The Fair Labor Standards Act of 1938 also gave employers the right to pay workers in certain categories even less than the newly-established minimum—a subminimum wage. As I mention in my book, FIGHT LIKE HELL: The Untold History of American Labor, included among them were disabled workers “whose earning or productive capacity is impaired by age, physical or mental deficiency, or injury.” That subminimum wage remains in effect, and continues to be a source of economic discrimination against disabled workers employed by corporations like Goodwill, Walmart, and others. “I think it’s horrible,” Frances Mablin, a young Black woman with cerebral palsy told Saru Jayaraman, author of One Fair Wage: Ending Subminimum Pay in America. “People with disabilities should be treated as equal to other people. We should get the minimum wage.”

The rise of the gig economy—a tidy term for the app-driven atomization of the modern workforce—has only exacerbated the problems with tipping. It’s not just workers in the restaurant and hospitality industries who depend on tips now; delivery drivers, rideshare app drivers, and other app-based workers who work for companies like Uber, Doordash, Lyft that refuse to acknowledge them as employees (and have poured millions into crushing proposed labor laws that sought to change that). As workers continue to be pushed out of stable employment and into the wilderness of independent contracting and gig work, tips will become more important to even more people—until we do something about it.

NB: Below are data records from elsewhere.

PR #1892, opened 2024-10-20
feat(java): add option to treat enum as string

orisgarno:
### Current implementation
For now fury read/write enum with ordinal approach by default. So when serializer serialize as 1, deserializer will return the 2nd enum (index 1)

#### For example :
non updated library on serializer:
```
enum SearchMode {
  CHEAPEST, EARLIEST
}
```

updated library on deserializer:

```
enum SearchMode {
  RECOMMENDED, CHEAPEST, EARLIEST
}
```
- if serializer serialize CHEAPEST, deserializer will return RECOMMENDED.

___
### New Option
This PR will allow fury to treat enum as string so it can have more flexibility like JSON serializer. 
#### For example:
non updated library on serializer:
```
enum SearchMode {
  CHEAPEST, EARLIEST
}
```
updated library on deserializer:
```
enum SearchMode {
  RECOMMENDED, CHEAPEST, EARLIEST
}
```
updated library with different class on deserializer:
```
enum SearchModeV2 {
  RECOMMENDED, CHEAPEST, EARLIEST
}
``` 
- if serializer serialize CHEAPEST, deserializer will return CHEAPEST.
- if serializer serialize CHEAPEST, deserializer for different class will still return CHEAPEST.


java/fury-core/src/main/java/org/apache/fury/config/Config.java
```diff
@@ -60,6 +60,7 @@ public class Config implements Serializable {
   private final boolean scalaOptimizationEnabled;
   private transient int configHash;
   private final boolean deserializeNonexistentEnumValueAsNull;
+  private final boolean treatEnumAsString;
```
chaokunyang, line 63: could we rename it as `serializeEnumByName` instead to keep more consistent naming style?

java/fury-core/src/main/java/org/apache/fury/serializer/EnumSerializer.java
```diff
@@ -20,40 +20,69 @@
...
+    }
   }
 
   @Override
   public Enum read(MemoryBuffer buffer) {
-    int value = buffer.readVarUint32Small7();
-    if (value >= enumConstants.length) {
-      return handleNonexistentEnumValue(value);
+    if (fury.getConfig().treatEnumAsString()) {
+      String metaStringBytes = META_STRING_RESOLVER.readMetaString(buffer);
```
chaokunyang, line 73: We could read and return MetaStringBytes directly and use it as the map key to avoid create a String object every time

java/fury-core/src/main/java/org/apache/fury/serializer/EnumSerializer.java
```diff
@@ -20,40 +20,69 @@
...
 import org.apache.fury.Fury;
 import org.apache.fury.memory.MemoryBuffer;
+import org.apache.fury.meta.MetaString;
+import org.apache.fury.resolver.MetaStringResolver;
 import org.apache.fury.util.Preconditions;
 
 @SuppressWarnings("rawtypes")
-public final class EnumSerializer extends ImmutableSerializer<Enum> {
+public class EnumSerializer extends ImmutableSerializer<Enum> {
+  private static final MetaStringResolver META_STRING_RESOLVER = new MetaStringResolver();
```
chaokunyang, line 33: could we use `fury.getMetaStringResolver` instead?

java/fury-core/src/main/java/org/apache/fury/serializer/EnumSerializer.java
```diff
@@ -20,40 +20,69 @@
...
   private final Enum[] enumConstants;
+  private final Map<String, Enum> enumStringRepresentation;
```
chaokunyang, line 35: If key is MetaStringBytes, could you use IdentityMap instead?

orisgarno: Hi @chaokunyang , thank you for your review.
I have tried to use IdentityMap as you mentioned above, but somehow it fail to match the key. do i missed something here?
image

java/fury-core/src/main/java/org/apache/fury/serializer/EnumSerializer.java
```diff
@@ -40,20 +50,54 @@ public EnumSerializer(Fury fury, Class<Enum> cls) {
...
+      int initialCapacity = (int) Math.ceil(enumConstants.length / 0.99f);
+
+      metaStringtoEnumRepresentation = new HashMap<>(initialCapacity, 0.99f);
+
+      for (Enum enumConstant : enumConstants) {
+        if (enumConstant != null) {
+          MetaString ms =
+              Encoders.GENERIC_ENCODER.encode(enumConstant.name(), MetaString.Encoding.UTF_8);
+          MetaStringBytes msb = metaStringResolver.getOrCreateMetaStringBytes(ms);
+          metaStringtoEnumRepresentation.put(msb, enumConstant);
```
chaokunyang, line 65: We could also create an array `MetaStringBytes[]` whose index are enum oridinal

java/fury-core/src/main/java/org/apache/fury/serializer/EnumSerializer.java
```diff
@@ -40,20 +50,54 @@ public EnumSerializer(Fury fury, Class<Enum> cls) {
...
+    } else {
+      metaStringtoEnumRepresentation = null;
+    }
   }
 
   @Override
   public void write(MemoryBuffer buffer, Enum value) {
-    buffer.writeVarUint32Small7(value.ordinal());
+    if (fury.getConfig().serializeEnumByName()) {
+      MetaString enumMetaString =
```
chaokunyang, line 76: If we create an array MetaStringBytes[] whose index are enum oridinal, we could get MetaStringBytes just from the oridinal. maybe this will make IdentifyMap work

orisgarno: do you mean like this?
it's still not able to find the key for identity map.
im no expert, but seems like because it doesnt refer to the same object while checking the key.
while it works if we use HashMap.

```
      metaStringBytesArr = new MetaStringBytes[enumConstants.length];
      for (Enum enumConstant : enumConstants) {
        if (enumConstant != null) {
          MetaString ms =
              Encoders.GENERIC_ENCODER.encode(enumConstant.name(), MetaString.Encoding.UTF_8);
          MetaStringBytes msb = metaStringResolver.getOrCreateMetaStringBytes(ms);
          metaStringtoEnumRepresentation.put(msb, enumConstant);
          metaStringBytesArr[enumConstant.ordinal()] = msb;
        }
      }
```
```
  @Override
  public void write(MemoryBuffer buffer, Enum value) {
    if (fury.getConfig().serializeEnumByName()) {
      MetaStringBytes metaStringBytes = metaStringBytesArr[value.ordinal()];
      metaStringResolver.writeMetaStringBytes(buffer, metaStringBytes);
    } else {
      buffer.writeVarUint32Small7(value.ordinal());
    }
  }
```
```
  @Override
  public Enum read(MemoryBuffer buffer) {
    if (fury.getConfig().serializeEnumByName()) {
      MetaStringBytes metaStringBytes = metaStringResolver.readMetaStringBytes(buffer);
      Enum e = metaStringtoEnumRepresentation.get(metaStringBytes);
      if (e != null) {
        return e;
      }
      return handleNonexistentEnumValue(metaStringBytes.decode(Encoders.GENERIC_DECODER));
    } else {
      int value = buffer.readVarUint32Small7();
      if (value >= enumConstants.length) {
        return handleNonexistentEnumValue(value);
      }
      return enumConstants[value];
    }
  }
```

chaokunyang: metaStringResolver may return a different object, we could use fury ObjectMap instead.  fury ObjectMap is a linear probe based map, which is faster than hashmap for smaller map size

java/fury-core/src/main/java/org/apache/fury/config/Config.java
```diff
@@ -133,6 +135,11 @@ public boolean deserializeNonexistentEnumValueAsNull() {
     return deserializeNonexistentEnumValueAsNull;
   }
 
+  /** deserialize and serialize enum by name. */
+  public boolean serializeEnumByName() {
```
chaokunyang, line 139: could we add this option to java guide options part in https://fury.apache.org/docs/guide/java_object_graph_guide/#furybuilder--options ,which correspond to  docs/guide/java_serialization_guide.md

java/fury-core/src/main/java/org/apache/fury/serializer/EnumSerializer.java
```diff
@@ -40,20 +50,54 @@ public EnumSerializer(Fury fury, Class<Enum> cls) {
...
+    if (fury.getConfig().serializeEnumByName()) {
+      // as we know the size of enum is fixed, initialize the size of map with that value
+      int initialCapacity = (int) Math.ceil(enumConstants.length / 0.99f);
+
+      metaStringtoEnumRepresentation = new HashMap<>(initialCapacity, 0.99f);
+
+      for (Enum enumConstant : enumConstants) {
+        if (enumConstant != null) {
+          MetaString ms =
+              Encoders.GENERIC_ENCODER.encode(enumConstant.name(), MetaString.Encoding.UTF_8);
```
chaokunyang, line 63: We'd better use `org.apache.fury.meta.MetaStringEncoder#encode(java.lang.String)` instead, it can get smaller encoded size for enum name than utf8 encoding

chaokunyang (approved):
LGTM, thanks for your contribution

chaokunyang:
@orisgarno Just found that org.apache.fury.serializer.NonexistentClassSerializers.NonexistentEnumClassSerializer should be updated too to support skip Nonexistent Enum types. Would you like to submit a PR?

orisgarno:
sure @chaokunyang will do.
thank you.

Clearly, something’s wrong here, and it shouldn’t take a labor historian to tell you that far too many of the U.S.’s most vulnerable workers are being exploited while their employers skate by scot-free. Until our outdated labor laws are finally updated to reflect the realities of the modern workforce and profit-hogging employers lose their ability to pass the buck (both figuratively and metaphorically) to the customers, tipping will continue to cheat workers out of a fair wage. While some restaurants and cafes have experimented with tip-free models and cities like Chicago have led the way towards abolishing the subminimum wage for tipped workers, there’s still a long way to go before American workers are finally free of the subminimum wage (and even further before we finally get the living wage we really need!). One thing is for sure, though; as activists, organizers, and legislators continue pushing towards this necessary goal, we must ensure that workers aren’t left holding the bill.